Saved entries:
⁂
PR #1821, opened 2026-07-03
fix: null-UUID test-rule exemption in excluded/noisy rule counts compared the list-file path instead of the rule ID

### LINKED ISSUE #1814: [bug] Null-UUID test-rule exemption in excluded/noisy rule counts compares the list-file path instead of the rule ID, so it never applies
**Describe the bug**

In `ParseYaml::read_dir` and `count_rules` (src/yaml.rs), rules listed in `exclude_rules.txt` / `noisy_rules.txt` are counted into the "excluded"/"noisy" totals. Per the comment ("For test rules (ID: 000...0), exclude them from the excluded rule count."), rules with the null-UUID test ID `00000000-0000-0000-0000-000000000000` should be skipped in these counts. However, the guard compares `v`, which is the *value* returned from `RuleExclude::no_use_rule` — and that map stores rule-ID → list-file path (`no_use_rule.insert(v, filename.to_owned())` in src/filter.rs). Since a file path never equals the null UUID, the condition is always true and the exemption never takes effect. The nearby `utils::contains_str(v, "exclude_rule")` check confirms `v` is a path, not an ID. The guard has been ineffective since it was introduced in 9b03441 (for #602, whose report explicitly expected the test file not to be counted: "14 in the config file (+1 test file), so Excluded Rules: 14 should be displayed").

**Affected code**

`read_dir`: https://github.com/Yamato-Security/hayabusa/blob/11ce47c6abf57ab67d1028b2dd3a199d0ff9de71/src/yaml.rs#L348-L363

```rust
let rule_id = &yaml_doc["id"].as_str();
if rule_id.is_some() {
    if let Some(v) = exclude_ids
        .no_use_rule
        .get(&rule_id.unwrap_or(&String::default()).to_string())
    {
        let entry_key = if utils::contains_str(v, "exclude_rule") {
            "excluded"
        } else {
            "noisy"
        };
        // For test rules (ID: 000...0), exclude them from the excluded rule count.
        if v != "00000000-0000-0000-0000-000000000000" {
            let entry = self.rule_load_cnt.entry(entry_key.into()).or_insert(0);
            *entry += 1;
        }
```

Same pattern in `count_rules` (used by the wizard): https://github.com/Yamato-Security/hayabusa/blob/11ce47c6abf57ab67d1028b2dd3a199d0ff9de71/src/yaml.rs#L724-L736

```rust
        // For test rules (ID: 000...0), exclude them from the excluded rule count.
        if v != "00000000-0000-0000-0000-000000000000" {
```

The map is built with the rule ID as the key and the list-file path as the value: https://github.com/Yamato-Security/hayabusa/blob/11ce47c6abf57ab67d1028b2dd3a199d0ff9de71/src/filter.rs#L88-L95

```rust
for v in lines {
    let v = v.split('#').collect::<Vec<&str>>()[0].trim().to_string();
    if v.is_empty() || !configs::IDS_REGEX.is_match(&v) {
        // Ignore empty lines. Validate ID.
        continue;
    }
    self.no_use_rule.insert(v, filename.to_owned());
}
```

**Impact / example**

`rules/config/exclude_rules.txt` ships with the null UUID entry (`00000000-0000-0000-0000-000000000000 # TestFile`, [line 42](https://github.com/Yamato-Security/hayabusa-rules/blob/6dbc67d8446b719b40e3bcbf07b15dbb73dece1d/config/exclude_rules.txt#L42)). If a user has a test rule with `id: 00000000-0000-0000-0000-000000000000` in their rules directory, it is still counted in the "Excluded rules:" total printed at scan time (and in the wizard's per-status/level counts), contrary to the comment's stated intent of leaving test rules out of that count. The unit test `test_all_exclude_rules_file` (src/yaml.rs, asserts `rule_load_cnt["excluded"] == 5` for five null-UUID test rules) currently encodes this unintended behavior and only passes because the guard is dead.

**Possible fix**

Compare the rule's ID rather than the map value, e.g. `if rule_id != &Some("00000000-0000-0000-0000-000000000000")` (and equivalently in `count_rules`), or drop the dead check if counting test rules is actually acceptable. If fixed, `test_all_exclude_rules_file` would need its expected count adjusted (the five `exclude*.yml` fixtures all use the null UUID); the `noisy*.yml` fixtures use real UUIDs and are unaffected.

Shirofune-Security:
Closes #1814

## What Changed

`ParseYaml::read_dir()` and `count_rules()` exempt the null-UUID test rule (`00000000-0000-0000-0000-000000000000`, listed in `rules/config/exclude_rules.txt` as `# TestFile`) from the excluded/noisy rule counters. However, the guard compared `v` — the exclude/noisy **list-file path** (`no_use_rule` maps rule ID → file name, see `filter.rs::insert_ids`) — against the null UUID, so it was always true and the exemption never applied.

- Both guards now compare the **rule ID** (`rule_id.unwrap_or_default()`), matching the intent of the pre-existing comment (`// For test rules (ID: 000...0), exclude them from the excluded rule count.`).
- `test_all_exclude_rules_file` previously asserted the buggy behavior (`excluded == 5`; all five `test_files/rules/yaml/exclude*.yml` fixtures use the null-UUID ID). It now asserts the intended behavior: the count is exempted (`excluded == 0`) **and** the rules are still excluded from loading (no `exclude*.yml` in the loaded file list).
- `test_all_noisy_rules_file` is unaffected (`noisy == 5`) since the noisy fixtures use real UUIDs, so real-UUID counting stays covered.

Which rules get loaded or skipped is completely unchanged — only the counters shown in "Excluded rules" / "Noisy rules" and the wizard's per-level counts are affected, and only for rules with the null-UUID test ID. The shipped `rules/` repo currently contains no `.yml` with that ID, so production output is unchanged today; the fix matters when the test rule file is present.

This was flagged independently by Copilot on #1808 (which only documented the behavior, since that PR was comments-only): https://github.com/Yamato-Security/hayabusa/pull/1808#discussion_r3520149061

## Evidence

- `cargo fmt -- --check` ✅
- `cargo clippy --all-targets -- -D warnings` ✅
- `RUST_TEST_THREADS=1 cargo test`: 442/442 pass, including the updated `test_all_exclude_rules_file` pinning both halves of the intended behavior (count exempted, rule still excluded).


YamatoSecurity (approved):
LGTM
⁂
Activity:
Your job is to copy out every line from the records above that has the word "lines".

Task result:
for v in lines {
        // Ignore empty lines. Validate ID.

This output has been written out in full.